**ABOUT THIS EXERCISE:** Your task is to find every line of the data that holds the string "template" and copy it.
◆ ◆ ◆
PR #1940, opened 2022-09-13
SHOC support for small kernels

### LINKED ISSUE #1903: Support for both monolithic and many small kernels to address Crusher/Frontier challenges.
The AMD compilers for the AMD GPUs, e.g. hippcc, are having a hard time with large kernels, SHOC in particular. Error modes include spurious segmentation faults, hanging, and two types of failures to allocate registers during compilation. Right now we have a workaround for SHOC, but it makes SHOC very slow, much slower than the dycore for example.

Fortunately, our column-physics s/w design accommodates both monolithic (LK) and many small kernels (SK). Recall that LK is generally best on the CPU because it encourages good caching, it minimizes memory footprint due to temporaries, and it has been fine on Nvidia GPUs; thus we have favored it so far. LK is also harder to design for, so it's good to design it in up front and retreat to SKs as needed with optional configuration flags. Here I outline what we should do to help SCREAMv1 run well on Crusher/Frontier.

The keys to accommodating both LK and SK are:

1. function decomposition and
2. the workspace manager.

Consider shoc_main_internal as an example. In the LK approach, the workspace manager manages nslot work slots for the ncol columns. On the GPU, it's possible by design (to decrease the memory footprint) for nslot < ncol. shoc_main_internal acts on one column at a time, calling a long sequence of subroutines on the same column data, with the work slots holding temporary data.

In the SK approach, we will set nslot = ncol always. Each subroutine call in shoc_main_internal will be replaced by a top-level Kokkos loop (KOKKOS_LAMBDA, a kernel dispatch) over ncol. Work slots will hold data persistently between kernel dispatches.

To enable both LK and SK, we need to do the following:

1. Introduce a new SCREAM CMake variable, SCREAM_MONOLITHIC_KERNELS (or something like that), defaulting to ON.

2. Introduce a new EKAT CMake variable, EKAT_WORKSPACE_NSLOT_EQ_NCOL (or something like that), defaulting to OFF.

3. In SCREAM, if SCREAM_MONOLITHIC_KERNELS is OFF, force EKAT_WORKSPACE_NSLOT_EQ_NCOL to be ON.

4. In shoc_main, ifdef SCREAM_MONOLITHIC_KERNELS, do what is currently done; else, add new code to call an alternative version of shoc_main_internal.

5. In the alternative shoc_main_internal, replace each subroutine call with a dispatch loop calling the subroutine. The local scalars should be stored in an extra work slot.

6. Optionally, make each dispatch its own subroutine and put it in its own cpp file. This will have two benefits: (1) shorter compilation time (many small translation units to build in parallel) and (2) if there is an internal compiler error (ICE), it will be immediately obvious what bit of code is triggering the ICE. To support this capability, the CMake code will have to add a bunch of cpp files to the source file list if SCREAM_MONOLITHIC_KERNELS is OFF.

We should start with SHOC because it is the problem at the moment, but P3 should eventually support SCREAM_MONOLITHIC_KERNELS, too.

jgfouca:
This is a major refactor of SHOC to support small kernels which is needed on frontier/crusher.

The only significant challenge so far has been how to maintain workspaces across kernels. This is a new challenge for us because all previous implementation were monolithic kernels. The approach that appears to be working the best is to use integer slot-ids as a handle to the workspace.

Another challenge is that temporary scalars in the monolithic kernel have to become views of schol scalars for small kernels.

I've only transitioned a couple SHOC functions to supporting small kernels. I wanted to get approval for the pattern I'm using before doing the rest since that's going to be a considerable amount of work.

There a few minor changes needed to EKAT in order for this to build that you can't see here. The only interesting change was the addition of this WSM::Workspace method:
```
template <typename T, typename D>
template <typename S>
KOKKOS_FORCEINLINE_FUNCTION
Unmanaged<typename WorkspaceManager<T, D>::template view_1d<S> >
WorkspaceManager<T, D>::Workspace::get_space_in_slot(
  const int slot) const
{
  EKAT_KERNEL_ASSERT_MSG(slot < m_parent.m_max_used, "Asked for out-of-bounds slot\n");
  auto result = m_parent.get_space_in_slot<S>(m_ws_idx, slot);
  EKAT_KERNEL_ASSERT_MSG(is_active<S>(result), "Asked for inactive slot\n");

  return result;
}
```

Fixes #1903


components/scream/src/physics/shoc/shoc_main_impl.hpp
```diff
@@ -285,7 +286,267 @@ void Functions<S,D>::shoc_main_internal(
...
+  using ExeSpace = typename KT::ExeSpace;
 
+  static constexpr Int num_local_scalars = 13;
+  static constexpr Int num_local_ws      = 5;
+  static constexpr Int num_total_local   = num_local_scalars + num_local_ws;
+
+  // Need a second workspace for storing shcol local scalars. Need workspaces
+  // of size schol, not nlev, to store temporary scalars for small kernels
+  const auto policy = ekat::ExeSpaceUtils<ExeSpace>::get_default_team_policy(shcol, 1);
+  ScalarWorkspaceMgr wsm_local(shcol, num_local_scalars, policy, 1.e10); // huge overprovision => no ws sharing
```
jgfouca, line 358: Since both the workspace size and type are different, I decided to make a new WSM for managing local scalars instead of trying to leverage the existing WSM.

components/scream/CMakeLists.txt
```diff
@@ -192,6 +197,10 @@ set(SCREAM_LIB_ONLY ${DEFAULT_LIB_ONLY} CACHE BOOL "Only build libraries, no exe
 set(NetCDF_Fortran_PATH ${DEFAULT_NetCDF_Fortran_PATH} CACHE FILEPATH "Path to netcdf fortran installation")
 set(NetCDF_C_PATH ${DEFAULT_NetCDF_C_PATH} CACHE FILEPATH "Path to netcdf C installation")
 set(SCREAM_MACHINE ${DEFAULT_SCREAM_MACHINE} CACHE STRING "The CIME/SCREAM name for the current machine")
+set(SCREAM_MONOLITHIC_KERNELS ${DEFAULT_MONOLITHIC_KERNELS} CACHE STRING "Use monolithic kokkos kernels")
+if (NOT SCREAM_MONOLITHIC_KERNELS)
+  set(EKAT_DISABLE_WORKSPACE_SHARING TRUE CACHE STRING "")
```
jgfouca, line 202: I'm not 100% sure this is needed or even a good design choice. I think we should leave it to SCREAM to set up their WSMs properly. Any WSM that might be used for small kernels should have their over provision factor set to a huge number. This will prevent any workspace sharing. The top level functions of small kernels should assert that their WSMs have one slot per team.

components/scream/src/physics/shoc/CMakeLists.txt
```diff
@@ -62,6 +62,14 @@ if (NOT CUDA_BUILD OR Kokkos_ENABLE_CUDA_RELOCATABLE_DEVICE_CODE)
   ) # SHOC ETI SRCS
 endif()
 
+# Add dispatch source files if monolithic kernels are off
+if (NOT SCREAM_MONOLITHIC_KERNELS)
+  list(APPEND SHOC_SRCS
+    shoc_energy_integrals_disp.cpp
```
bartgol, line 68: Not sure if you want to do it in this PR, and it might be a personal taste thing, but in case you agree: the shoc (and p3) folders are quite big, given the large number of `_impl.cpp` and `.cpp` files (96 files in the shoc folder). This makes navigating the repo a bit hard (imho). I would vote for adding subfolders: one `impl` subfolder for the impl files, one `eti` subfolder for the ETI cpp files, and one `dispatch` for the new files you are adding. That will also allow the less experienced users to recognize the difference between eti and dispatch `*.cpp` files...

components/scream/src/physics/shoc/shoc_energy_fixer_disp.cpp
```diff
@@ -0,0 +1,81 @@
+#include "shoc_functions.hpp"
+
+#include "ekat/kokkos/ekat_subview_utils.hpp"
+
+namespace scream {
+namespace shoc {
+
+template<>
+void Functions<Real,DefaultDevice>
+::shoc_energy_fixer_disp(
```
bartgol, line 10: My personal taste here would be for spelling out `dispatch`, but that's very subjective.

jgfouca: Those extra 4 keystrokes would give me carpal tunnel!

components/scream/src/physics/shoc/shoc_energy_fixer_disp.cpp
```diff
@@ -0,0 +1,81 @@
...
+  const Int&                   shcol,
+  const Int&                   nlev,
+  const Int&                   nlevi,
+  const Scalar&                dtime,
+  const Int&                   nadv,
+  const view_2d<const Spack>&  zt_grid,
+  const view_2d<const Spack>&  zi_grid,
+  const Int&                   se_b_slot,
```
bartgol, line 18: Maybe we could group these slot indices in a verbose struct, like `shoc::SmallKernelsSlotsIds` or something.

components/scream/src/physics/shoc/CMakeLists.txt
jgfouca: I agree. This directory now has 98 files and will be growing to near 150 when this is done.

components/scream/src/physics/shoc/shoc_functions.hpp
```diff
@@ -611,6 +659,65 @@ struct Functions
     const uview_1d<Spack>&       wqls_sec,
     const uview_1d<Spack>&       brunt,
     const uview_1d<Spack>&       isotropy);
+#else
+  static void shoc_main_internal(
```
bartgol, line 663: Maybe we could give these functions two different names, like `shoc_main_monolithic` and `shoc_main_multiple_kernels`, or something.

bartgol (commented):
I think overall looks fine. My biggest concern is potential confusion from code duplication and bloating of files. Which is why at some point (perhaps at the end of the refactor), I would prefer if we spend a tiny bit of effort on organizing code/files in a self-documenting way.

components/scream/CMakeLists.txt
bartgol: I agree. I'm not 100% sure what this option would do in EKAT. But I feel like we don't want to set _global_ ekat configurations just b/c _a few_ use cases need it. If we can make SCREAM create WSMs differently, each with its own config/ctor params, I think that would be better.

ambrad: EKAT's WSM should support a new option to make the workspace size proportional to league size (total number of physics columns) rather than use the overprovision factor. This will follow what Hommexx does.

ambrad:
Good start. I'd like to offer two alternatives for handling persistent workspace slots.

(1) Rather than getting pointers (*_slot indices) and passing those around, make a setup/teardown pair of routines that just does the usual thing, e.g.
```C++
  workspace.template take_many_and_reset<5>(
    {"rho_zt", "shoc_qv", "dz_zt", "dz_zi", "tkh"},
    {&rho_zt, &shoc_qv, &dz_zt, &dz_zi, &tkh});
```
and then releases it all at the end of the kernel. Each small kernel always calls this setup/teardown pair and thus always gets the right persistent memory for each variable. You could package the persistent arrays in a structure. This pattern would be useful in the case of more complicated partial-persistence patterns where the setup/teardown would change throughout the parameterization. SHOC doesn't seem to need that, though. But this pattern is what I had in mind in #1903, where I was thinking about the general case.

(2) Instead, this immediately suggests a simpler option for SHOC: In the case of nonmono kernels, just have one additional buffer struct for these arrays, and when requesting buffer space, include this additional buffer struct in the request. Then no extra workspace gymnastics are needed in SHOC.

For the scalars, I recommend making an array to hold all scalars and then providing an enum in the new buffer struct that indexes this array, like this:
```C++
enum : int { se_b = 0, ke_b, wv_b, ... };
view1d<Scalar> scals;
// usage
b.scals[b.se_b]
```

bartgol:
I'm not a fan of the setup/teardown approach, which relies on the order of fields to be always the same. It is a somewhat subtle assumption, which has the risk of being forgotten 3yy down the road when another developer is maybe adding a feature to shoc. Of course, inline documentation would help, but it would still be a bit fragile.

Option 2 seems more attractive. If I understand correctly, you want to use "normal" buffer views for persistent data, without using WSM at all, right? Then, inside each top-level kernel, you would subview those buffers, rather than grab slots from the WSM. Imho, this is much simpler than hacking the WSM to get non-scratch memory.

ambrad:
@bartgol re: option 2, yes. Since it's all we need for SHOC, we can table discussion of more complicated temp-buffer use cases.

jgfouca:
@ambrad , @bartgol , OK, see if you like this better. I agree that, if you aren't sharing or releasing workspaces, then it raises the question of why use the WSM at all? The code is definitely simpler without it.

components/scream/src/physics/shoc/shoc_main_impl.hpp
```diff
@@ -285,7 +286,242 @@ void Functions<S,D>::shoc_main_internal(
...
+  const view_2d<Spack>&       wtke_sec,
+  const view_2d<Spack>&       uw_sec,
+  const view_2d<Spack>&       vw_sec,
+  const view_2d<Spack>&       w3,
+  const view_2d<Spack>&       wqls_sec,
+  const view_2d<Spack>&       brunt,
+  const view_2d<Spack>&       isotropy)
+{
+  // Create space for temporary scalars
+  view_1d<Scalar>
```
ambrad, line 350: These views shouldn't be allocated each time SHOC is called. They should be part of the init-time allocation using buffer memory. I suggest using a struct to hold these.

jgfouca:
@ambrad, @bartgol , see if you like this latest commit. I know that I still need to reorganize the directory (impls, eti, and dispatch subdirectories).

components/scream/src/physics/shoc/shoc_functions_f90.cpp
```diff
@@ -2693,7 +2693,12 @@ int shoc_init_f(Int nlev, Real *pref_mid, Int nbot_shoc, Int ntop_shoc)
   ekat::host_to_device({pref_mid}, nlev, temp_d);
   view_1d pref_mid_d(temp_d[0]);
 
+#ifndef SCREAM_MONOLITHIC_KERNELS
+  SHF::SHOCTemporaries temporaries; // we won't keep these
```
◆ ◆ ◆
**SOLUTION TO THE EXERCISE:**
template <typename T, typename D>
template <typename S>
Unmanaged<typename WorkspaceManager<T, D>::template view_1d<S> >
+template<>
  workspace.template take_many_and_reset<5>(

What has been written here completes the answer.